Langkah strategis ini menegaskan dedikasi AstraZeneca yang tersebut tak tergoyahkan terhadap keberlanjutan perawatan kebugaran juga pengelolaan lingkungan. Hal ini selaras dengan misi perusahaan yang digunakan lebih banyak luas untuk meningkatkan perawatan kebugaran global sambil meminimalkan jejak ekologisnya.

Sebagai diketahui, informasi item dirancang untuk menjamin item farmasi digunakan secara efektif serta aman.
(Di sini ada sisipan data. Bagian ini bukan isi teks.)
PR #1478, opened 2015-06-11
Skip mimic specific test when not using mimic

manishtomar:


cyli:
Oops!  Sorry I missed that one!  Thanks!  LGTM once tests pass :)

PR #1479, opened 2015-06-11
Only private network when creating servers

manishtomar:
This is necessary when spinning many real servers in prod Nova since public IP address is scarce resource.


cyli:
Oops, yes, thanks for adding that!

PR #1480, opened 2015-06-11
Converger run id during sudden wake up also

manishtomar:
When converger is woken up when any divergent flag is added, then also `converger_run_id` log field is added apart from when it wakes up normally on a regular basis. This is useful when debugging.


cyli:
LGTM!

PR #1492, opened 2015-06-13
Test that otter recovers from impersonation failures

cyli:
It retries when it gets 401s and 500's.

By using a new tenant ID just for this test, we make sure otter doesn't have any of these creds cached (because otter otherwise does not hit identity again).

We can't easily test identity returning 401s and 500s on otter authenticating its service user, because

1. that would affect every single test that gets run concurrently
2. in order to ensure that otter doesn't have its service user creds cached, we'd have to make sure this test gets run before any other test.  or wait for the creds to expire before running this test in isolation.

Note that this is dependent upon the following first before this can be run on jenkins:
- [x] https://github.com/rackerlabs/mimic/pull/316 getting merged
- [x] bumping our CI system's mimic to include the above when it gets merged (see https://github.com/rackerlabs/autoscaling-chef/pull/735/)
- [x] adding a new test convergence tenant to our CI system. (same PR as above)

### DIFF
--- a/otter/integration/tests/test_convergence.py
+++ b/otter/integration/tests/test_convergence.py
@@ -47,13 +47,16 @@ otter_url = os.environ.get('AS_AUTOSCALE_LOCAL_URL')
 nova_key = os.environ.get('AS_NOVA_SC_KEY', 'cloudServersOpenStack')
 clb_key = os.environ.get('AS_CLB_SC_KEY', 'cloudLoadBalancers')
 
+# if this is None, the test will be skipped
+convergence_tenant_auth_errors = os.environ.get(
+    'AS_CONVERGENCE_TENANT_FOR_AUTH_ERRORS')
+
 # these are the service names for mimic control planes
 mimic_nova_key = os.environ.get("MIMICNOVA_SC_KEY", 'cloudServersBehavior')
 mimic_clb_key = os.environ.get("MIMICCLB_SC_KEY", 'cloudLoadBalancerControl')
 
 # otter configuration options for testing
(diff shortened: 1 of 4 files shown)


otter/integration/tests/test_convergence.py
```diff
@@ -868,7 +872,7 @@ def test_servers_that_build_for_too_long_time_out_and_are_replaced(self):
             criteria=[{"server_name": server_name_prefix + ".*"}],
             behaviors=[
                 {"name": "build",
-                 "parameters": {"duration": otter_build_timeout * 2}},
+                 "parameters": {"duration": otter_build_timeout * 3000}},
```
cyli: Note to reviewer - I saw that this test seems to intermittently fail sometimes on CI - am hoping this will be a quick fix (I didn't see any errors from the otter logs, so I figured things just got delayed so that the server became active) - just snuck it in here.

otter/tap/api.py
```diff
@@ -303,7 +303,7 @@ def setup_converger(parent, kz_client, dispatcher, interval, build_timeout):
     Create a Converger service, which has a Partitioner as a child service, so
     that if the Converger is stopped, the partitioner is also stopped.
     """
-    converger_buckets = range(1, 10)
+    converger_buckets = range(10)
```
cyli: Note to reviewer - also snuck in this change - I've filed issue https://github.com/rackerlabs/otter/issues/1493 to deal with it long term but this is a quick fix for now.

kivattik:
+1 Great work as always. :)  Testing that we refresh the token on auth failures through third parties (ex. Nova) is out of scope for this convergence effort, so this is perfect.

cyli:

PR #1494, opened 2015-06-15
cache the pip cache on travis

radix:
According to the docs here http://docs.travis-ci.com/user/caching/

Apparently we can't just use `cache: pip` because we've specified an `install` step.

### DIFF
--- a/.travis.yml
+++ b/.travis.yml
@@ -5,6 +5,10 @@ sudo: false
 python:
     - 2.7
 
+cache:
+  directories:
+    - $HOME/.cache/pip
+
 install:
     - pip install -r dev_requirements.txt
     - pip install -r requirements.txt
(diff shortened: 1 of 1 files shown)


radix:
first build took 2:49. I'm rerunning via the travis UI it to see if it picks up the cached artifacts.

radix:
:scream: the rebuild took longer: 4m6s.

radix:
ah. it wasn't caching the *built* dependencies, just the downloads, cause travis is still on pip 6. I threw in a `pip install -U pip wheel`, hopefully that'll speed it up.

radix:
ok, first build after upgrading to 7: 2m57s on first build (where it still had to compile stuff), and 1m7s on the second build (and I've confirmed it's not compiling / building wheels on the second build). Yay!

manishtomar:
LGTM :)

PR #1495, opened 2015-06-15
Pyrsistent version bump and environment variable fix

cyli:
~~Waiting for https://github.com/rackerlabs/autoscaling-chef/pull/736 before this can be tested on jenkins.~~ Done.

Pyrsistent has removed `PMap.set_in`, so I just added it as an FP utility function with as little change to the signature and functionality as possible.

### DIFF
--- a/otter/util/fp.py
+++ b/otter/util/fp.py
@@ -4,7 +4,7 @@
 
 from copy import deepcopy
 
-from pyrsistent import PMap, freeze, thaw
+from pyrsistent import freeze, pmap
 
 from toolz.itertoolz import groupby
 
@@ -90,7 +90,7 @@ def assoc_obj(o, **k):
     return new_o
 
 
-def set_in(old_dict, keys, new_value):
+def set_in(mapping, keys, new_value):
     """
     Take the old dictionary and traverses the dictionary via the list of
     keys.  The returned dictionary will be the same as the old dictionary,
@@ -102,7 +102,7 @@ def set_in(old_dict, keys, new_value):
     Note that the new value does not need to be a pyrsistent data structure -
     this function will freeze everything first.
 
-    :param dict old_dict: The dictionary to change values for.
+    :param dict mapping: The dictionary to change values for.
     :param iterable keys: An ordered collection of keys
     :param new_value: The value to set the keys to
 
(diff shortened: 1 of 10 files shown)


cyli:
Oh oops, looks like the API has changed a bit in 0.10.3.  Fixing...

cyli:

otter/util/fp.py
```diff
@@ -86,3 +88,42 @@ def assoc_obj(o, **k):
...
+    :param iterable keys: An ordered collection of keys
+    :param new_value: The value to set the keys to
+
+    :return: A copy of the old dictionary as PMap, with the new value.
+    """
+    if len(keys) < 1:
+        raise ValueError("Must provide one or more keys")
+
+    if isinstance(old_dict, PMap):
+        new_mutable = thaw(old_dict)
```
radix: This can be formulated a bit nicer (and, I think, more performantly) by using a recursive function on the PMap API, instead of normalizing to mutable dicts and then freezing. Just to make sure I wasn't spouting nonsense, I coded it up to make sure :) how's about this:

```python
    if len(keys) < 1:
        raise ValueError("Must provide one or more keys")

    if isinstance(mapping, dict):
        mapping = freeze(mapping)

    if len(keys) == 1:
        return mapping.set(keys[0], new_value)
    else:
        child = mapping.get(keys[0], pmap())
        return mapping.set(keys[0], set_in(, keys[1:], new_value))
```

I made sure it passed all the existing tests.

cyli: Ah, ok I was hoping to avoid creating _n_ new pmaps given _n_ keys, since I seem to be afraid of pyrsistent data structures now.  But I guess that's the whole point of this PR - to fix the segfaults, and it's not like we're using this deeply nested dictionaries.

Will make the change, thanks.

Also, is it `return mapping.set(keys[0], set_in(child, keys[1:], new_value))`?

radix: oops, yes. I think I accidentally hit undo while I was trying to copy :)

cyli: Ok, minor change to ensure that the new value is also a `pyrsistent` structure, but that is the only deviation.

cyli:

radix:
+1 :)

PR #1496, opened 2015-06-16
Fix convergence buckets to converge tenants that hash down to 0

### LINKED ISSUE #1493: Change ConvergerService to take num_buckets instead of buckets
This way we can ensure that the buckets are calculated correctly (they must be sequential from 0 to num_buckets-1).

This would prevent bugs such as the code that constructs a ConvergerService passing it a random sequence of numbers, or numbers without 0, etc.

cyli:
Fixes #1493 - previously, tenants whose modulo ends up being 0 would not get converged.

### DIFF
--- a/otter/convergence/service.py
+++ b/otter/convergence/service.py
@@ -442,12 +442,13 @@ class Converger(MultiService):
         """
         :param log: a bound log
         :param dispatcher: The dispatcher to use to perform effects.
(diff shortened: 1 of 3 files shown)


cyli:

cyli:

radix:
Yay! Thanks for making this change. +1 :)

Pemahaman dan juga kepatuhan yang tersebut buruk terhadap informasi produk-produk telah lama secara secara langsung dikaitkan dengan hasil kemampuan fisik yang dimaksud buruk kemudian peningkatan biaya untuk sistem perawatan kebugaran yang digunakan telah terbebani.

E-labeling, yaitu label elektronik yang tersebut berisi informasi hasil untuk tenaga kondisi tubuh juga publik, dapat diakses dengan memindai Barcode 2D ter-serialisasi atau memeriksa nomor registrasi barang menggunakan aplikasi mobile BPOM mobile (Badan Pengawas Solusi kemudian Makanan (BPOM), 2023).
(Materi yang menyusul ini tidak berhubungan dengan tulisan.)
PR #1499, opened 2015-06-16
get_rcv3_contents return immediately on NoSuchEndpoint

### LINKED ISSUE #1477: RCv3 gathering on `NoSuchEndpoint`
`otter.convergence.gathering.get_rcv3_contents` should fail immediately if it gets `NoSuchEndpoint` error instead of retrying till the end. This is required since RCv3 is opt-in service for tenants and long retries in gathering causes certain tests to fail.

manishtomar:
Closes #1477.

Earlier, it was returning empty list on `NoSuchEndpoint` after it had finished retrying. Now, it is not doing any retry at all and returning empty list immediately. Similarly, I think other gathering functions should also not have any retries to ensure convergence works on most consistent snapshot of reality.

### DIFF
--- a/otter/convergence/gathering.py
+++ b/otter/convergence/gathering.py
@@ -201,23 +201,17 @@ def get_rcv3_contents():
     """
     Get Rackspace Cloud Load Balancer contents as list of `RCv3Node`.
     """
-    eff = retry_effect(
-        service_request(ServiceType.RACKCONNECT_V3,
-                        'GET', 'load_balancer_pools'),
-        retry_times(5), exponential_backoff_interval(2))
+    eff = service_request(ServiceType.RACKCONNECT_V3, 'GET',
+                          'load_balancer_pools')
 
     def on_listing_pools(lblist_result):
         _, body = lblist_result
         return parallel([
-            retry_effect(
-                service_request(ServiceType.RACKCONNECT_V3, 'GET',
-                                append_segments('load_balancer_pools',
-                                                lb_pool['id'], 'nodes')),
-                retry_times(5), exponential_backoff_interval(2)
-            ).on(
+            service_request(ServiceType.RACKCONNECT_V3, 'GET',
+                            append_segments('load_balancer_pools',
+                                            lb_pool['id'], 'nodes')).on(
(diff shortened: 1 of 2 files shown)


cyli:
Agree, if we're going to remove retries for RCv3, we should probably remove the retries elsewhere.  If we're going to do so we should probably make sure we have comprehensive logs about when gathering starts, and if it fails and what caused it to fail.

Otherwise, maybe we can just reduce the retries and delays for everything?

Do we want to do that here?  Do we want to do that in other PRs?  Other than that, for its stated purpose, this LGTM.  :)

manishtomar:
> If we're going to do so we should probably make sure we have comprehensive logs about when gathering starts, and if it fails and what caused it to fail.

Should I create a ticket for this? 

> Otherwise, maybe we can just reduce the retries and delays for everything?

I am fine with that. Actually, I added retry here initially so that it breaks out immediately on `NoSuchEndpoint` but its tests seemed to be difficult to write due to `compose_retries`. I then decided to remove retry altogether due to consistency. 

> Do we want to do that here? Do we want to do that in other PRs?

We should do it in other PRs. Honestly, I am leaning towards removing retries altogether and having gathering logs mostly because its easier and faster to code that :) </me being impatient>. What do you think?

cyli:
I think you're right, and we can remove at least the top-level (e.g. on listing all the load balancers, and listing the servers) requests, since:

1.  We should have the logging at any rate, whether or not we retry.
1.  We haven't see too many get calls fail in general with our services (except for Nova getting images resulting in spurious 404s :|).

The main reason I want some sort of retrying is that when we do individual gathering of nodes from LBs, that's a lot of requests, each one possibly causing the whole gathering step to fail.  (If it works 99% of the time, and we gather 5 load balancers' nodes, then there's a ~5% change of the gathering step failing).  So maybe we can only do 1 or 2 retries on the individual load balancers themselves with shorter timeouts?

But we have no records or experience either way with how likely this is to fail, so I don't feel strongly about that either, since I don't know that I'm actually being rational about it.  :)

manishtomar:
Created #1515 for removal of gathering retries.

PR #1500, opened 2015-06-16
CLB weight is optional

manishtomar:
According to CLB docs, weight is returned only for load balancers that use WEIGHTED_LEAST_CONNECTIONS or WEIGHTED_ROUND_ROBIN algorithms. This was causing failure of CLB related tests in prod.


cyli:
LGTM!

manishtomar:
I didn't see the note either until I got the error. Even then I noticed only after talking to CLB team on IRC :)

Ini dapat membantu meningkatkan pemahaman pasien, yang digunakan pada akhirnya mengarah pada peningkatan kepatuhan dan juga penyelenggaraan komoditas obat yang dimaksud lebih besar baik (The International Federation of Pharmaceutical Manufacturers and Associations (IFPMA), 2023).

Informasi yang dimaksud disediakan di label produk-produk sangat penting dikarenakan meyakinkan pasien memahami perawatan mereka itu juga membantu tenaga kemampuan fisik pada proses pengambilan keputusan.
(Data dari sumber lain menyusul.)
PR #1502, opened 2015-06-17
Log steps to CF

radix:
This causes all steps to be logged to cloud feeds.

It tries to aggregate multiple similar steps into one log statement. So, for example, multiple CreateServers with the same config are aggregated into one log message like so:

```
cf_msg('convergence-create-servers', num_servers=3, server_config={'foo': 'bar'})
```

And if there were multiple CreateServer steps with different server configs, they would be multiple log messages. (that won't happen in practice for a single convergence iteration, AFAIK).

### DIFF
--- a/otter/convergence/logging.py
+++ b/otter/convergence/logging.py
@@ -12,7 +12,7 @@ from toolz.itertoolz import concat
 
 from otter.convergence.steps import (
     AddNodesToCLB, BulkAddToRCv3, BulkRemoveFromRCv3, ChangeCLBNode,
-    CreateServer, DeleteServer, RemoveNodesFromCLB)
+    CreateServer, DeleteServer, RemoveNodesFromCLB, SetMetadataItemOnServer)
 from otter.log.cloudfeeds import cf_msg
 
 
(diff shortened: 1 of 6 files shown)


otter/convergence/logging.py
```diff
@@ -0,0 +1,141 @@
...
+            'convergence-create-servers',
+            num_servers=len(cfg_steps),
+            server_config=dict(cfg))
+        # We sort the items with `thaw` because PMap does not support
+        # comparison
+        for cfg, cfg_steps in sorted(by_cfg.iteritems(), key=thaw)]
+    return parallel(effs)
+
+
+@_logger(SetMetadataItemOnServer)
```
cyli: Non-blocking, because this is what we have so far, but I think we only use this to set DRAINING, and the fact that it's doing so by setting metadata is an implementation detail.  I wonder if we should bother with logging this at all right now, since it's not supported yet - and maybe we want to log something better?  But we can always just change it later, too.  :)

otter/log/spec.py
```diff
@@ -34,6 +27,29 @@
...
+        "Removing nodes from CLB {lb_id}: {nodes}",
+    "convergence-change-clb-nodes":
+        "Changing nodes on CLB {lb_id}: nodes={nodes}, type={type}, "
+        "condition={condition}, weight={weight}",
+    "convergence-add-rcv3-nodes":
+        "Adding servers to RCv3 LB {lb_id}: {servers}",
+    "convergence-remove-rcv3-nodes":
+        "Removing servers from RCv3 LB {lb_id}: {servers}",
+    "group-status-active": "Group's status is changed to ACTIVE",
+    "group-status-error": "Group's status is changed to ERROR",
```
cyli: Non-blocking - do we no longer want to list reasons a group went into error?

radix: Crap! No, this was a mistake I made while resolving conflicts. I'll fix it.

otter/test/utils.py
```diff
@@ -713,11 +713,14 @@ def function(wrapper_intent):
...
 
-def test_dispatcher():
-    return ComposedDispatcher([
+def test_dispatcher(disp=None):
+    disps = [
         base_dispatcher,
         TypeDispatcher({ParallelEffects: perform_parallel_async}),
-    ])
+    ]
+    if disp is not None:
```
cyli: YESSSSSS!!!!!  Thank you, this will be super useful.

otter/convergence/logging.py
radix: I was actually not going to write this logger at first, but then I figured it's probably best to just announce all observable changes to the customer so they have a full audit trail of what's happening to their servers.

radix: I also think having a step like "SetDraining" would be fine.

cyli:
Can we add a test that asserts that nothing will be produced if a non-specified step is returned?  Like `ConvergeLater` or something else? :D

radix:
@cyli done :)

cyli:

cyli:
LGTM!

PR #1503, opened 2015-06-17
msg type is tried from event message also

manishtomar:
For error events, if msg_type is not found in "why" field, it is tried from "message" field since CF error messages will be like that. They will have isError to true but nothing in "why".


cyli:
LGTM!

PR #1506, opened 2015-06-18
Always log convergence results and mark active on success, even if there are no steps

### LINKED ISSUE #1505: Convergence does not always mark group as ACTIVE correctly after it's been in ERROR
This is the bug that CATC-25 is testing, apologies, not #1470.

1.  Group goes into error because there was a fatal issue with Nova.
1.  User fixes the problem, and scales up again.
1.  Convergence produces steps to create the missing servers, resulting in a `StepResults.RETRY` because we have to wait for the servers to be active.  Because the result is a `RETRY`, we don't mark the group as ACTIVE because we only do that in the `StepResults.SUCCESS` case.
1.  Next round of convergence, all the servers are active.  We have achieved our desired state - the planner produces no steps.  As a result, we record the active servers and then just return straightaway from `execute_convergence` with a `StepResults.SUCCESS` without doing any further work (like executing the steps, or marking the group as 'ACTIVE'.

So the group remains in ERROR, even though everything's all good.

cyli:
Fixes #1505

### DIFF
--- a/otter/convergence/service.py
+++ b/otter/convergence/service.py
@@ -91,6 +91,38 @@ def _update_active(scaling_group, active):
 
 
 @do
+def _execute_steps(steps):
+    """
+    Given a set of steps, executes them, logs the result, and returns the worst
+    priority with a list of reasons for that result.
+
+    :return: a tuple of (:class:`StepResult` constant., list of reasons)
+    """
+    if len(steps) > 0:
+        results = yield steps_to_effect(steps)
+
+        severity = [StepResult.FAILURE, StepResult.RETRY, StepResult.SUCCESS]
+        priority = sorted(results,
+                          key=lambda (status, reasons): severity.index(status))
+        worst_status = priority[0][0]
+        results_to_log = zip(
+            steps,
+            [(result, map(structure_reason, reasons))
+             for result, reasons in results])
+
+        reasons = reduce(operator.add,
+                         (x[1] for x in results if x[0] == worst_status))
+    else:
+        worst_status = StepResult.SUCCESS
+        results_to_log = reasons = []
+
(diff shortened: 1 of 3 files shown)


otter/convergence/service.py
```diff
@@ -91,6 +91,38 @@ def update_group_state(group, old_state):
...
+        priority = sorted(results,
+                          key=lambda (status, reasons): severity.index(status))
+        worst_status = priority[0][0]
+        results_to_log = zip(
+            steps,
+            [(result, map(structure_reason, reasons))
+             for result, reasons in results])
+
+        reasons = reduce(operator.add,
+                         (x[1] for x in results if x[0] == worst_status))
```
cyli: To the reviewer:  I wasn't sure why we wanted to pass all possible reasons to `cf_err` so I just went with only returning reasons specifically associated with the worst status.

I know the cloudfeeds logging only logs exceptions it recognizes, but if there happened to be something that sometimes results in a RETRY but is a recognizable exception, we might not want to log that.  I can't think of any right now, though.

cyli:

otter/convergence/service.py
manishtomar: Good point. CF logs should only log reasons for ERROR step result.

otter/convergence/service.py
```diff
@@ -91,6 +91,38 @@ def update_group_state(group, old_state):
 
 
 @do
+def _execute_steps(steps):
```
manishtomar: Thank you for splitting this out :) I was going to suggest a separate refactor PR before even looking at this one.

radix:
LGTM :) Sorry for creating this bug!

PR #1810, opened 2015-12-09
Remove unwarranted step to delete a group

manishtomar:
This step made sense before `force` delete was implemented. It is unnecessary complication now.


manishtomar:
@stanzikratel Review please?

PR #1811, opened 2015-12-10
converge endpoint corrections

manishtomar:
also renamed the method filename and reference in other places. This removes reference to converge endpoint so that it is not yet visible. When we finish deploying for all users, it can be relinked.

“Di AstraZeneca, kami menyadari peran penting yang tersebut dimainkan informasi ini di perawatan pasien,” jelas Esra. Dengan beralih ke e-labeling, kami mengambil langkah penting lainnya menuju ambisi besar kami untuk mencapai Zero Carbon,” jelas Ersa.

Selain itu, inisiatif ini juga terkait erat dengan kegiatan keberlanjutan unggulan AstraZeneca, AZ Forest, yang tersebut berfokus pada pengelolaan hutan berkelanjutan lalu upaya konservasi. “Di AstraZeneca, kami berjanji untuk memberikan dampak positif bagi kondisi tubuh masyarakat, komunitas, dan juga planet,” tegas Esra.

Sebagai bagian dari komitmen ini, AstraZeneca baru-baru ini mengesahkan Nota Kesepahaman (MoU) dengan Kementerian Koordinator Lingkup Kemaritiman juga Investasi, yang mana menguatkan komitmen perusahaan di menyumbangkan 20 jt pohon untuk merevitalisasi lahan rusak dalam sekitar Sungai Citarum.

Kolaborasi ini menandai langkah penting pada upaya sama-sama untuk menggalang reboisasi, keanekaragaman hayati, mata pencaharian berkelanjutan, juga konservasi sumber daya air melalui inisiatif global perusahaan, AZ Forest.